Hundreds, possibly thousands, of zombies can be co-opted into the attack by diligent hackers. Using the control software, each of these zombies can then be used to mount its own DoS attack on the target. The cumulative effect of the zombie attack is to either overwhelm the victim with massive amounts of traffic or exhaust resources such as connection queues.

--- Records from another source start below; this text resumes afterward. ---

PR #1305, opened 2023-11-27
Refactor rxjs activation processing

dandavison:
This PR refactors an important function that has high complexity and is also long (250 lines), and contains several important sub-components that would benefit from being given their own names and abstracted out as separate functions. (Although I wasn't familiar with rxjs, I'm not critizing its use here -- I believe we are getting a lot of leverage out of it, and that it is aiding rather than hindering comprehension.)

The starting point was
```typescript
workflowOperator(): OperatorFunction<WorkflowActivation, Uint8Array>
```
Its job is to create an rxjs operator to perform the worker's processing of all activations (from all workflows).

We break `workflowOperator` up as follows:

_(Choosing good names is important if this change is to be useful. I'd love to hear any alternative suggestions regarding the names.)_

First, we move most of `workflowOperator` into the main top-level polling operator, so that it contains a very short high-level plan of the computation. I.e. it takes in the stream of _all_ activations, groups them according to the workflow execution they belong to, and hands off processsing of the substreams:

```typescript
  /**
   * Poll for Workflow activations, handle them, and report completions.
   */
  protected workflow$(): Observable<void> {
    // ...
    return this.workflowPoll$().pipe(
      closeableGroupBy((activation) => activation.runId),
      mergeMap(this.handleWorkflowActivations.bind(this)),
      mergeMap(async (completion) => {
        await this.nativeWorker.completeWorkflowActivation(completion.buffer.slice(completion.byteOffset));
      }),
     // ...
    );
  }
```

Next `handleWorkflowActivations` is responsible for all activations from a single workflow execution:

```typescript
  /**
   * Process activations from the same workflow execution to an observable of completions.
   */
  protected handleWorkflowActivations(
    activations$: CloseableGroupedObservable<string, coresdk.workflow_activation.WorkflowActivation>
  ): Observable<{
    completion?: Uint8Array | undefined;
    close: boolean;
  }>
...
    return merge(activations$$, evictions$).pipe(
      // ...
      mergeMapWithState(this.handleActivation.bind(this), undefined),
...
// (34 lines)  
```

Then `handleActivation` is responsible for handling an individual activation. It contains a lot of non-trivial error handling logic, and passes off the actual work to a helper function:

```typescript
  /**
   * Process a single activation to a completion.
   */
  protected async handleActivation(
    workflow: WorkflowWithLogAttributes | undefined,
    { activation, synthetic }: { activation: coresdk.workflow_activation.WorkflowActivation; synthetic: boolean }
  ): Promise<{
    state: WorkflowWithLogAttributes | undefined;
    output: { completion?: Uint8Array; close: boolean };
  }>
...  
          workflow = await this.createWorkflow(activation, maybeStartWorkflow.startWorkflow || undefined);
...
// (97 lines)
```

Finally, `createWorkflow` is the helper function used by `handleActivation`.

```typescript
  protected async createWorkflowWithLogAttributes(
    activation: coresdk.workflow_activation.WorkflowActivation,
    startWorkflow?: coresdk.workflow_activation.IStartWorkflow
  ): Promise<WorkflowWithLogAttributes>
// (98 lines)  
```

### DIFF
--- a/packages/worker/src/worker.ts
+++ b/packages/worker/src/worker.ts
@@ -60,7 +60,7 @@ import {
   ReplayResult,
 } from './replay';
 import { History, Runtime } from './runtime';
-import { closeableGroupBy, mapWithState, mergeMapWithState } from './rxutils';
+import { CloseableGroupedObservable, closeableGroupBy, mapWithState, mergeMapWithState } from './rxutils';
 import { byteArrayToBuffer, convertToParentWorkflowType } from './utils';
 import {
   addDefaultWorkerOptions,
@@ -110,6 +110,7 @@ type Promisify<T> = T extends (...args: any[]) => void
   : never;
 
 type PatchJob = NonNullableObject<Pick<coresdk.workflow_activation.IWorkflowActivationJob, 'notifyHasPatch'>>;
+type StartWorkflowJob = NonNullableObject<Pick<coresdk.workflow_activation.IWorkflowActivationJob, 'startWorkflow'>>;
 
 type WorkflowActivation = coresdk.workflow_activation.WorkflowActivation;
 
@@ -175,6 +176,11 @@ export interface NativeReplayHandle {
 export interface WorkerConstructor {
   create(connection: NativeConnection, options: CompiledWorkerOptionsWithBuildId): Promise<NativeWorkerLike>;
   createReplay(options: CompiledWorkerOptionsWithBuildId): Promise<NativeReplayHandle>;
+}
+
+interface WorkflowWithLogAttributes {
+  workflow: Workflow;
+  logAttributes: Record<string, unknown>;
 }
 
 function isOptionsWithBuildId<T extends CompiledWorkerOptions>(options: T): options is T & { buildId: string } {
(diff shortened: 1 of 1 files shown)


packages/worker/src/worker.ts
```diff
@@ -993,260 +998,261 @@ export class Worker {
...
+              runId: activation.runId,
+              successful: {},
+            }).finish();
+        return { state: undefined, output: { close, completion } };
+      }
+
+      if (state === undefined) {
+        // Find a workflow start job in the activation jobs list
+        const maybeStartWorkflow = activation.jobs.find((j) => j.startWorkflow);
+        if (maybeStartWorkflow !== undefined) {
```
mjameswh, line 1098: Add the following to the top of this file (next to the `PatchJob` type):

```
type StartWorkflowJob = NonNullableObject<Pick<coresdk.workflow_activation.IWorkflowActivationJob, 'startWorkflow'>>;
```

then modify this line to:

```
        const maybeStartWorkflow = activation.jobs.find((j): j is StartWorkflowJob => j.startWorkflow != null);
```

By doing this, when you get you will know that `maybeStartWorkflow.startWorkflow` is defined.

packages/worker/src/worker.ts
```diff
@@ -993,260 +998,261 @@ export class Worker {
...
+          state = await this.getWorkflowState(activation, maybeStartWorkflow.startWorkflow || undefined);
+        } else {
```
mjameswh, line 1100: Please rename that function. It is not about getting a workflow's state, it is about instantiating the workflow execution context (choose the word you want: context/sandbox/isolate). Also, at this point, `maybeStartWorkflow.startWorkflow` can't be undefined (it was checked the line before).

dandavison: Thanks. I've changed the function name to `createWorkflowWithLogAttributes()` and I've renamed the local variable `state` to `workflow`.

mjameswh:
Thanks for the initiative. That logic is indeed quite difficult to get into. And more importantly, the way it is designed makes it very difficult to validate as a programmer.

TBH I'm not personally convinced that rxjs is helping enough to justify the code complexity it introduces. We have recently refactored other parts of the SDK to rewrite rxjs based algorithms using more traditional approaches (mainly pure loops, try/catch, promises), and generator functions or EventEmitter for the few cases where we needed multiplexing or merging event streams. Up to this point, this has resulted in a bit more code, yet significantly easier to understand and debug. But we don't need to go there immediately.

I agree that splitting the existing code can help a lot. I think however that there might be better split points. See inlined comments for details

packages/worker/src/worker.ts
```diff
@@ -993,260 +998,248 @@ export class Worker {
...
-              group$.close();
-              this.numCachedWorkflowsSubject.next(this.numCachedWorkflowsSubject.value - 1);
-            }
-          }),
-          takeWhile(({ close }) => !close, true /* inclusive */)
-        );
+  protected handleWorkflowActivations(
+    activations$: CloseableGroupedObservable<string, coresdk.workflow_activation.WorkflowActivation>
+  ): Observable<Uint8Array> {
+    const evictions$ = this.workflowPollerStateSubject.pipe(
```
mjameswh, line 1006: @bergundy We still have a pending discussion regarding synthetic evictions. WDYT?

packages/worker/src/worker.ts
```diff
@@ -1457,7 +1463,7 @@ export class Worker {
       return EMPTY;
     }
     return this.workflowPoll$().pipe(
-      this.workflowOperator(),
+      this.activationsOperator(),
       mergeMap(async (completion) => {
```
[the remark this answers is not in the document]
dandavison: > Or actually, I think I would inline part of activationOperator here

This is a nice improvement, thanks! It makes the top-level logic clearer like you say (and also deletes 15 lines).

packages/worker/src/worker.ts
mjameswh: @dandavison Supposing that we keep synthetic evictions, please rename to `syntheticEvictionActivations$` or similar. Also, add a comment above that explains that this pipe injects a synthetic eviction activation when the wf worker transition to no longer polling. I know there's a comment below, but I feel its not doing a job at helping reader understand the reason of this whole chain.

dandavison: Renamed and added comment.

packages/worker/src/worker.ts
dandavison: Thanks! Type guards are one of several things I've learned about Typescript from working on this codebase.  Maybe double check that https://github.com/temporalio/sdk-typescript/commit/3c74d2a044f5642dbb1bdedfa098a1cf4c2eaaed does what you intended.

Sushisource:
Thanks for doing this Dan, I've always found this section a bit confusing as well.

> TBH I'm not personally convinced that rxjs is helping enough to justify the code complexity it introduces.

I generally agree. I find it has quite surprising behavior every time I end up needing to dig into it. That said I also agree it's not worth going in and changing everything just to change it.

I don't have any detailed comment on the review, but, just chiming in I support the idea.

mjameswh:
Not approving yet, I want to get a second look at all of this tomorrow or Thursday, with a fresh mind.

bergundy:
Thanks @dandavison I tend to agree that rxjs is overkill for the simple worker logic. I had a plan to get rid of it a while back but it was never a priority.
Looks like you have enough eyes on this, deferring to @mjameswh for review.

bergundy:
I'd also support closing this and removing rxjs entirely if you feel you have time for that.

dandavison:
I don't have an opinion yet on whether we should use rxjs, and I think I'd be happy to defer to the original authors of the sdk on that question. I think though that the restructuring here is a helpful first step towards any subsequent replacement of rxjs, so I vote that we do merge this restructuring.

mjameswh:
Rewriting all of this to non-rxjs wouldn't be exceedingly difficult nor time-consuming, but I don't think this should be our first step.

I mean, the number one issue with that file IMO is low cohesion. It contains very specialized logics for too many different things. For that reason, I think we can significantly cut down on tech debt, with minimal effort, by simply splitting this into smaller, more tractable units. Introducing functions in correct places is a good step in that direction. Extracting a `WorkflowWorker` and an `ActivityWorker` could also help. And possibly a `WorkflowExecutionSupervisor` (whatever the name). Technically, our rxjs pipeline already adheres pretty much to that structure, it just makes it very hard to see and think about it.

Once we have isolated those units, then we can consider rewriting to non-rxjs, one unit at a time.

packages/worker/src/worker.ts
mjameswh: Just `createWorkflow()`. The `WithLogAttributes` is a pretty insignificant by-product.

dandavison: Done!

packages/worker/src/worker.ts
```diff
@@ -993,260 +999,246 @@ export class Worker {
...
+    const workflowCreator = this.workflowCreator!;
+    if (
+      !(
+        startWorkflow.workflowId != null &&
+        startWorkflow.workflowType != null &&
+        startWorkflow.randomnessSeed != null &&
+        startWorkflow.firstExecutionRunId != null &&
+        startWorkflow.attempt != null &&
+        startWorkflow.startTime != null
+      )
```
bergundy, line 1156: Can invert this whole condition.

packages/worker/src/worker.ts
```diff
@@ -993,260 +999,246 @@ export class Worker {
...
+    const workflowInfo: WorkflowInfo = {
+      workflowId,
+      runId: activation.runId,
+      workflowType,
+      searchAttributes:
+        (mapFromPayloads(searchAttributePayloadConverter, searchAttributes?.indexedFields) as SearchAttributes) || {},
+      memo: await decodeMapFromPayloads(this.options.loadedDataConverter, memo?.fields),
+      parent: convertToParentWorkflowType(parentWorkflowInfo),
+      lastResult: await decodeFromPayloadsAtIndex(this.options.loadedDataConverter, 0, lastCompletionResult?.payloads),
+      lastFailure: await decodeOptionalFailureToOptionalError(this.options.loadedDataConverter, continuedFailure),
```
bergundy, line 1193: nit: if you're refactoring this, you can use `Promise.all` to run the codecs concurrently.

mjameswh: Very good point, though that might also be addressed in a distinct PR. There are a few other places with the same issue. Should be easy to fix all of these in a single PR.

dandavison: Good point and I also vote let's do it in a follow-on PR. Although it's not a big thing, this PR is already touching a lot of critical and somewhat complex implementation, involving a library that we are slightly uncomfortable with in this context. So, in the event that we do discover some unexpected behavior, I would like us to have as few lines of investigation as possible.

packages/worker/src/worker.ts
dandavison: Also here, I vote we make deMorgan happy in a follow-on. In the PR so far I basically haven't changed anything other than the restructuring.

bergundy (approved):
Overall LGTM.

Thanks!

dandavison:
I've rebased this PR on main and resolved the merge conflict.

For the record: this PR conficted with https://github.com/temporalio/sdk-typescript/pull/1310. which made various changes to packages/worker/src/worker.ts but of those, the only change that altered the AST was changing the default value of `compiledOptions.reuseV8Context` to `true`.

Additionally, this type of attack obfuscates the source of the original attacker: the commander of the zombie hordes. The multitier model of DDoS attacks and their ability to spoof packets and to encrypt communications can make tracking down the real offender a tortuous process. Even worse, it's almost impossible to be able to defend against the attack, which can be a ping flood unless you use certain systems (such as Cisco equipment) that can actually notice an ICMP flood starting and shut itself down.

The command structure supporting a DDoS attack can be quite convoluted, and it can be difficult to determine a terminology that describes it clearly. One of the more understandable naming conventions for a DDoS attacks structure and the components involved is detailed here.

Software components involved in a DDoS attack include:

• Client  The control software used by the hacker to launch attacks. The client directs command strings to its subordinate hosts.

• Daemon  Software programs running on a zombie that receives incoming client command strings and acts on them accordingly. The daemon is the process responsible for actually implementing the attack detailed in the command strings.

Hosts involved in a DDoS attack include:

• Master  A computer from which the client software is run.

• Zombie  A subordinate host that runs the daemon process.

• Target  The recipient of the attack.

In sum, as a Microsoft Certified Professional responsible for a network's security, you should be very aware of these issues. You could face massive problems and embarrassment when it is found out that your 30 IIS 5.0 Web servers took part in the activity of taking Yahoo.com out of service. It does happen if you are not aware of what your systems are doing.